● TASK REQUIREMENTS:
Go through the entries and set each one down exactly.
★ ★ ★ ★ ★
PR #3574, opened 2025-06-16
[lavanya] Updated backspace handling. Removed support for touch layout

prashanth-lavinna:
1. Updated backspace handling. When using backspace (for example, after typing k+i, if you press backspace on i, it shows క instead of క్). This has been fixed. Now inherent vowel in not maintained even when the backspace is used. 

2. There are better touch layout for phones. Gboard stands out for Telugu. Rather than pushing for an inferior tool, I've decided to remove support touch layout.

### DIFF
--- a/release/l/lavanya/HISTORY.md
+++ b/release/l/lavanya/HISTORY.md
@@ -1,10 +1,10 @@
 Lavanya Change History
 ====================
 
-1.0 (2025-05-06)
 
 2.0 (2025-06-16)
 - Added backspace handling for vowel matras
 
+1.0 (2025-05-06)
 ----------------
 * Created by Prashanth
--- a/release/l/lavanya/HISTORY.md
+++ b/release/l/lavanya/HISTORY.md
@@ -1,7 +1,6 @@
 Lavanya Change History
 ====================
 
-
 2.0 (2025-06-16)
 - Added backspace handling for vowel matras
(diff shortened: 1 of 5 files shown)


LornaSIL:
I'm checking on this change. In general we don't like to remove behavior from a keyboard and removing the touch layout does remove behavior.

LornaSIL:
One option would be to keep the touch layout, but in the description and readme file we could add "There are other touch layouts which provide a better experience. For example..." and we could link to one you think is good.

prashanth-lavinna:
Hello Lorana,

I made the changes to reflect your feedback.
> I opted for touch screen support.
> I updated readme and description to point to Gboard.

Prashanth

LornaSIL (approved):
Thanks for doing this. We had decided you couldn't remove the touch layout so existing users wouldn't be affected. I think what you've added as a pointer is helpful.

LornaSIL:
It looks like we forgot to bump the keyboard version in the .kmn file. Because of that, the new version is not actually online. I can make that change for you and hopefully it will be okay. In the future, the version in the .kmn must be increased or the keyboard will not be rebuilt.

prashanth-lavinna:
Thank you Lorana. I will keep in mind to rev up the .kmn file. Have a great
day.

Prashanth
★ ★ ★ ★ ★
● WRITTEN RESPONSE:
PR #3574, opened 2025-06-16
[lavanya] Updated backspace handling. Removed support for touch layout

prashanth-lavinna:
1. Updated backspace handling. When using backspace (for example, after typing k+i, if you press backspace on i, it shows క instead of క్). This has been fixed. Now inherent vowel in not maintained even when the backspace is used. 

2. There are better touch layout for phones. Gboard stands out for Telugu. Rather than pushing for an inferior tool, I've decided to remove support touch layout.

### DIFF
--- a/release/l/lavanya/HISTORY.md
+++ b/release/l/lavanya/HISTORY.md
@@ -1,10 +1,10 @@
 Lavanya Change History
 ====================
 
-1.0 (2025-05-06)
 
 2.0 (2025-06-16)
 - Added backspace handling for vowel matras
 
+1.0 (2025-05-06)
 ----------------
 * Created by Prashanth
--- a/release/l/lavanya/HISTORY.md
+++ b/release/l/lavanya/HISTORY.md
@@ -1,7 +1,6 @@
 Lavanya Change History
 ====================
 
-
 2.0 (2025-06-16)
 - Added backspace handling for vowel matras
(diff shortened: 1 of 5 files shown)


LornaSIL:
I'm checking on this change. In general we don't like to remove behavior from a keyboard and removing the touch layout does remove behavior.

LornaSIL:
One option would be to keep the touch layout, but in the description and readme file we could add "There are other touch layouts which provide a better experience. For example..." and we could link to one you think is good.

prashanth-lavinna:
Hello Lorana,

I made the changes to reflect your feedback.
> I opted for touch screen support.
> I updated readme and description to point to Gboard.

Prashanth

LornaSIL (approved):
Thanks for doing this. We had decided you couldn't remove the touch layout so existing users wouldn't be affected. I think what you've added as a pointer is helpful.

LornaSIL:
It looks like we forgot to bump the keyboard version in the .kmn file. Because of that, the new version is not actually online. I can make that change for you and hopefully it will be okay. In the future, the version in the .kmn must be increased or the keyboard will not be rebuilt.

prashanth-lavinna:
Thank you Lorana. I will keep in mind to rev up the .kmn file. Have a great
day.

Prashanth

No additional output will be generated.